Can someone tell me how I would stop the passphrase prompt from popping up for nt_deployer?

  • I ran ssh-keygen and it worked
    – bigpotato
    Jul 18, 2014 at 21:12
  • Please post your solution, and mark it as an answer - that stops ServerFault being left with "un-answered" questions that don't need any help. Jul 18, 2014 at 21:37
  • When you ran ssh-keygen, you likely destroyed the previous key. Are you aware of why you even had one? Jul 19, 2014 at 1:11

2 Answers 2


This line Enter passphrase for key '/Users/emai/.ssh/id_rsa': means that your key is protected by a password entered when that key was generated every time you use it it will ask for a password.

by running ssh-keygen one more time without entering the password you've generated another key. No password in the key - no password prompt :)

here is quote from ssh-keygen manpage:

Normally this program generates the key and asks for a file in which to store the private key. The public key is stored in a file with the same name but ``.pub'' appended. The program also asks for a passphrase. The passphrase may be empty to indicate no passphrase (host keys must have an empty passphrase), or it may be a string of arbitrary length. A passphrase is similar to a password, except it can be a phrase with a series of words, punctuation, numbers, whitespace, or any string of characters you want. Good passphrases are 10-30 characters long, are not simple sentences or otherwise easily guessable (English prose has only 1-2 bits of entropy per character, and provides very bad passphrases), and contain a mix of upper and lowercase letters, numbers, and non-alphanumeric characters. The passphrase can be changed later by using the -p option.

There is no way to recover a lost passphrase. If the passphrase is lost or forgotten, a new key must be generated and the corresponding public key copied to other machines.

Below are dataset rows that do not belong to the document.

PR #342, opened 2017-12-19
Add Reason asset type

rrdelaney:
This adds the [Reason](https://reasonml.github.io) asset type to `.re` files.

Right now this is pretty basic and only loads the recommended Reason configuration. I can update it to use other configurations if you want, but overall I think this is a good starting point.

The code for this is pretty simple -- a lot of the work was already done in the Reason commuity's wrapper for the build tool, [`bsb-js`](https://github.com/reasonml-community/bs-loader/tree/master/packages/bsb-js). That should handle requiring the build tool per-project and error handling already, so little logic other than "run the build" and "read the result" are needed.


davidnagli:
Nice!

src/Parser.js
```diff
@@ -12,6 +12,7 @@ class Parser {
     this.registerExtension('es6', './assets/JSAsset');
     this.registerExtension('jsm', './assets/JSAsset');
     this.registerExtension('mjs', './assets/JSAsset');
+    this.registerExtension('re', './assets/ReasonAsset');
```
brandon93s: What about `.ml` files?

src/assets/ReasonAsset.js
```diff
@@ -0,0 +1,32 @@
+const bsb = require('bsb-js');
+const fs = require('fs');
+const JSAsset = require('./JSAsset');
+const config = require('../utils/config');
+const localRequire = require('../utils/localRequire');
```
brandon93s: Appear to be unused:
```js
const config = require('../utils/config');
```

src/assets/ReasonAsset.js
```diff
@@ -0,0 +1,32 @@
...
+
+class ReasonAsset extends JSAsset {
+  async parse(code) {
+    // This runs BuckleScript - the Reason to JS compiler.
+    // Other Asset types use `localRequire` but the `bsb-js` package already
+    // does that internally. This should also take care of error handling in
+    // the Reason compilation process.
+    await bsb.runBuild();
+
+    this.contents = await new Promise((resolve, reject) => {
```
brandon93s: Could use `../utils/promisify` on `fs.readFile` instead of `new Promise`.

brandon93s:
See [parcel-plugin-bucklescript](https://github.com/jihchi/parcel-plugin-bucklescript) ([npm](https://www.npmjs.com/package/parcel-plugin-bucklescript)) for an existing plugin. Similar implementation, but may provide a bit more on the config front.

davidnagli:
I just tried it out and I’m consistently getting the error:
```
🚨  script: bsb: No such file or directory
```

And yes, I do have a file called hello.re:
```
> ls
    dist     hello.re
```


Full output:
```
> parcelfork hello.re
    ⏳  Building...
    🚨  script: bsb: No such file or directory

^C
```
`parcelfork` is just a little alias I set up to run the version of Parcel that I have forked locally (in this case switched to your PR HEAD). It’s essentially just calling `bin/cli.js`

If you’re reproducing this, here’s the exact code I use (taken from [here](https://reasonml.github.io/try/?reason)):

hello.re
```
type tree = Leaf | Node(int, tree, tree);

let rec sum =
  fun
  | Leaf => 0
  | Node(value, left, right) => value + sum(left) + sum(right);

let myTree =
  Node(
    1,
    Node(2, Node(4, Leaf, Leaf), Node(6, Leaf, Leaf)),
    Node(3, Node(5, Leaf, Leaf), Node(7, Leaf, Leaf))
  );

sum(myTree) |> Js.log;
```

  • I've found that SSH will prompt for a passphrase if it has trouble reading the private key. I gave it an empty file, and it asked for a passphrase.
    – makhdumi
    Apr 22, 2015 at 17:17
  • 1
    That means you need to execute ssh -v to see the actual error, usually it is permissions problem, as the key file must have 0600 permissions.
    – stimur
    Apr 22, 2015 at 20:49
  • It could also be that the user doesn't own the key file. This often happens while copying the keys from other users. May 28, 2015 at 18:43
  • @stimur 400 should be sufficient
    – 030
    May 15, 2017 at 12:06
  • 2
    Warning: at least on my OpenSSH_7.6p1 Ubuntu-4ubuntu0.3, OpenSSL 1.0.2n 7 Dec 2017, openssh will ask for a passphrase even on a key that doesn't have a passphrase if there is no newline after the -----END OPENSSH PRIVATE KEY----- - just adding a newline after that makes it stop asking for a passphrase, weird stuff.
    – hanshenrik
    Apr 28, 2020 at 18:10

Building on stimur's answer, yes, ssh is asking for a key's passphrase. Which means you are using a key in the first place.

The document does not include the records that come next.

PR #353, opened 2017-12-19
[WIP] Fix CSP issue while obtaining ref to global

### LINKED ISSUE #335: 🐛 CSP 'unsafe-eval' not allowed
In my packaged non-minified build, there are eval calls, which yield the following EvalError in my specific use case, where 'unsafe-eval' Content Security Policy is not allowed.

```
Uncaught EvalError: Refused to evaluate a string as JavaScript because 'unsafe-eval' is not an allowed source of script in the following Content Security Policy directive: "script-src 'self'
```

**Is there any way I can fix unsafe eval calls, e.g. using a custom packager?**

My deps:

```
  "dependencies": {
    "babel-polyfill": "^6.26.0",
    "mo-js": "^0.288.2",
    "react": "^16.2.0",
    "react-dom": "^16.2.0",
    "uiw": "^1.5.3",
    "uiw-iconfont": "^1.2.6"
  },
  "devDependencies": {
    "babel-plugin-transform-object-rest-spread": "^6.26.0",
    "babel-preset-env": "^1.6.1",
    "concurrently": "^3.5.1",
    "less": "^2.7.3",
    "node-sass": "^4.7.2",
    "parcel-bundler": "^1.2.0",
  }
```

.babelrc
```
{
  "presets": ["env", "react"],
  "plugins": ["transform-class-properties", "transform-object-rest-spread"]
}
```

For further context:

The application runs in an iframe with the following sandbox values:

```
sandbox="allow-forms allow-scripts allow-same-origin allow-popups allow-popups-to-escape-sandbox"
```

Thank you!

mBeierl:
Prevent violating Content Security Policy

fixes #335

### DIFF
--- a/src/visitors/globals.js
+++ b/src/visitors/globals.js
@@ -7,7 +7,7 @@ const VARS = {
     asset.addDependency('process');
     return 'var process = require("process");';
   },
-  global: () => 'var global = (1,eval)("this");',
+  global: () => 'var global = typeof global === "object" ? global : typeof window === "object" ? window :typeof self === "object" ? self : this;',
   __dirname: asset =>
     `var __dirname = ${JSON.stringify(Path.dirname(asset.name))};`,
   __filename: asset => `var __filename = ${JSON.stringify(asset.name)};`,


mBeierl:
It appears that this breaks the [globals integration-test](https://github.com/parcel-bundler/parcel/blob/master/test/integration/globals/index.js), as `global: !!global.document` evaluates to `global: false`. I don't really see why, tbh. 

I'd love to get a reviewer's eye on this, as the proposed changed in this PR did fix my [CSP 'unsafe-eval' issue](https://github.com/parcel-bundler/parcel/issues/335) and the packaged code still worked.

src/visitors/globals.js
```diff
@@ -7,7 +7,7 @@ const VARS = {
     asset.addDependency('process');
     return 'var process = require("process");';
   },
-  global: () => 'var global = (1,eval)("this");',
+  global: () => 'var global = typeof global === "object" ? global : typeof window === "object" ? window :typeof self === "object" ? self : this;',
```
brandon93s: Other implementations seem to default to `{}` instead of `this`. Trade-offs / concerns with either approach?

mBeierl: In global context `this` always refers to the global object. As we check before with `typeof global === "object"` whether the global object exists, it might be a better solution to use `{}`. I don't feel expert enough to give a definitive answer though.

CvX: A cosmetic nitpick: there's a space missing in `:typeof`.

CvX:
FWIW the tests pass on macOS (node 8.9.3 and 9.6.1) and Linux (node 9.6.1).

CvX:
@mBeierl You'll also have to replace `eval` here: [src/builtins/hmr-runtime.js:1](https://github.com/mBeierl/parcel/blob/6358a6f34a5a2acee044be1f98bc74e636ca3e9b/src/builtins/hmr-runtime.js#L1)

mrcoles:
I’m running into this issue trying to use parcel to build a Chrome extension and all Chrome extensions do not allow 'unsafe-eval'.

ygnoh:
I'm having the same problem with @mrcoles. I think this problem is very critical.

infoeon:
Can this be replaced with the following instead:

`global: () => 'var global = (function(){return this;}).call(null);',`

devongovett:
Closing in favor of #1133

PR #361, opened 2017-12-20
Add `.editorconfig`

yeskunall:
This is to avoid having to deal with line endings on different OSes.

I was going to instead make a PR adding `.editorconfig` but then realized that not everyone might have an extension/support for it.

Let me know your thoughts. Cheers! 💖

<hr />

__EDIT__: After review, opting for `.editorconfig` instead. 😅

### DIFF
--- a/.editorconfig
+++ b/.editorconfig
@@ -1,0 +1,15 @@
+# http://editorconfig.org
+root = true
+
+[*]
+charset = utf-8
+end_of_line = lf
+indent_size = 2
+indent_style = space
+insert_final_newline = true
+max_line_length = 80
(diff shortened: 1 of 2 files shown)


shawwn:
I'm a fan of .editorconfig personally. Webstorm supports it, and I think a bunch of others do too.

yeskunall:
Me too @shawwn. I'm more than willing to replace `.gitattributes` with an `.editorconfig` instead.

/cc @devongovett @DeMoorJasper thoughts?

devongovett:
.editorconfig seems widely supported. let's do it.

If that is what you want - a private key protected with a passphrase, you can use ssh-agent to remember the passphrase (or the decrypted private key, I'm not sure which one), so that you can login without typing the passphrase again. You can remember it indefinitely, or for a fixed amount of time.

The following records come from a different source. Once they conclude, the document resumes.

Issue #372, opened 2017-12-21
🐛 HTML minification removes spaces around <span> tags in paragraphs


phocks:
🐛 bug report

### 🎛 Configuration (.babelrc, package.json, cli command)

```js
{
  "presets": ["env"]
}
```

### 🤔 Expected Behavior

Spaces should be preserved for span tags in paragraphs. This is the behaviour of most other HTML minifiers online it seems.

### 😯 Current Behavior

When I build for production the minified HTML removes the space before the <span> tags in paragraphs so the words run into each other.

### 💁 Possible Solution

Change settings in HTML minifier? Sorry I wasn't sure where to find this.

### 🌍 Your Environment

| Software         | Version(s) |
| ---------------- | ---------- |
| Parcel           | 1.2.1
| Node             | 9.0.0
| npm/Yarn         | 5.5.1
| Operating System | macOS High Sierra

PR #373, opened 2017-12-22
Conserve the html spacing between tags

ssuman:
#372 

Currently, HTML minification strips the space between two <i> tags. The result might become "helloworld"

```
<i>hello</i> <i>world</i>
```
This PR would prevent that from happening.

### DIFF
--- a/test/integration/html/index.html
+++ b/test/integration/html/index.html
@@ -11,5 +11,6 @@
   <a href="tel:+33636757575">Tel link</a>
   <script src="index.js"></script>
   <script src="https://unpkg.com/parcel-bundler"></script>
+  <i>hello</i> <i>world</i>
 </body>
 </html>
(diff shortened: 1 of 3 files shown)


test/integration/html/index.html
```diff
@@ -11,5 +11,6 @@ <h1>Hello world</h1>
   <a href="tel:+33636757575">Tel link</a>
   <script src="index.js"></script>
   <script src="https://unpkg.com/parcel-bundler"></script>
+  <i>hello</i> <i>world</i>
```
brandon93s: To elaborate on this scenario, since you wouldn't write the above html in practice, consider the following:

```html
<div>
<span class="a">Hello in style a</span> <span class="b">World in style b</span>
</div>
```

ssuman: @brandon93s Should I update my PR ? Or is this just for info ?

brandon93s: Just info for reviewers.

devongovett: hmm, wonder why this is the default behavior for htmlnano? wonder if we should bring this up with them.

PR #374, opened 2017-12-22
Use `cross-spawn` to perform autoinstall

brandon93s:
Use [cross-spawn](https://www.npmjs.com/package/cross-spawn) to spawn process.

image

### DIFF
--- a/package.json
+++ b/package.json
@@ -17,6 +17,7 @@
     "chalk": "^2.1.0",
     "chokidar": "^1.7.0",
     "commander": "^2.11.0",
+    "cross-spawn": "^5.1.0",
     "cssnano": "^3.10.0",
     "get-port": "^3.2.0",
     "glob": "^7.1.2",
--- a/src/utils/installPackage.js
+++ b/src/utils/installPackage.js
@@ -1,4 +1,4 @@
-const {spawn} = require('child_process');
+const spawn = require('cross-spawn');
 const config = require('./config');
 const path = require('path');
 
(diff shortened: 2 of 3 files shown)


brandon93s:
Well.. it fixed the `spawn` issue. Looks like `appveyor` and `yarn` aren't playing nicely now. Investigating.

brandon93s:
Commented out the `yarn.lock` check for now. The `package.json` check is succeeding, so we know the install is occurring. Seems `appveyor` has some global settings that are resulting in the `yarn.lock` not being updated. Will investigate separately,

shawwn:
This entire idea of automatically installing dependencies is a very risky
decision that may bite us hard in the future.

It's good to make things convenient, but coddling the programmer probably
isn't necessary. And the yarn/npm checks are just one reason why it's too
complex.

If someone wants to make another package manager, similar to yarn, how
would they even tell parcel how to use it? They can't. So we'd have to add
support for that or just not support that case at all.

Best leave it up to users.

I'm a fan of removing code. The smaller the codebase, the more effective it
usually is. But I know people have strong feelings about this so it's up to
everyone else.

It's just an experience thing. I used to try to get fancy with my programs
like this too, but ornament ends up causing problems.

Ditto for the emojis,by the way. Webstorm can automatically create
hyperlinks from error stack traces printed to the Webstorm console log,
meaning you can just click on the stack trace to be taken exactly to that
point in your codebase. It's incredibly handy and very fast for debugging.

But guess what, it doesn't work for Parcel because we decided normal error
reporting wasn't good enough and tried to make it super fancy and super
emojified, and webstorm has no idea how to interpret that.

And long error messages get cut off.

And all of these concerns simply vanish if we don't try to get fancy. :)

man ssh-agent and man ssh-add!

  • what if I run ssh-agent, ssh-add and after running ssh command it still asks passphrase? And when I enter the passphrase, it even ask password, because it thinks that passphrase is wrong probably? If passphrase is wrong then ssh-add command would also not accept it.
    – Darius.V
    Apr 21, 2015 at 12:19
  • Darius: either the passphrase is wrong, or you've got more than one key. Try the ssh -v option. Apr 21, 2015 at 12:22
  • I tried -vvv. After it asks passphrase - it says "no passphrase give, try next key". But pashprhase is empty string, so I just hit enter. Then it writes "we did not send a packet, disable method" and "authmethod_lookup password" and after few messages it asks password. Tried entering '' and enter, then it says - bad passphrase. And I have more than one key, one is with passphrase, another is without passprase. But I pass to ssh command -i id_rsa and it should know that I use one without passphrase
    – Darius.V
    Apr 21, 2015 at 12:26
  • @Darius.V: you can specify key explicitly by -i /path/to/key and check verbose output of ssh, plus verify permissions for the key file. Please make sure you're using public key, not private.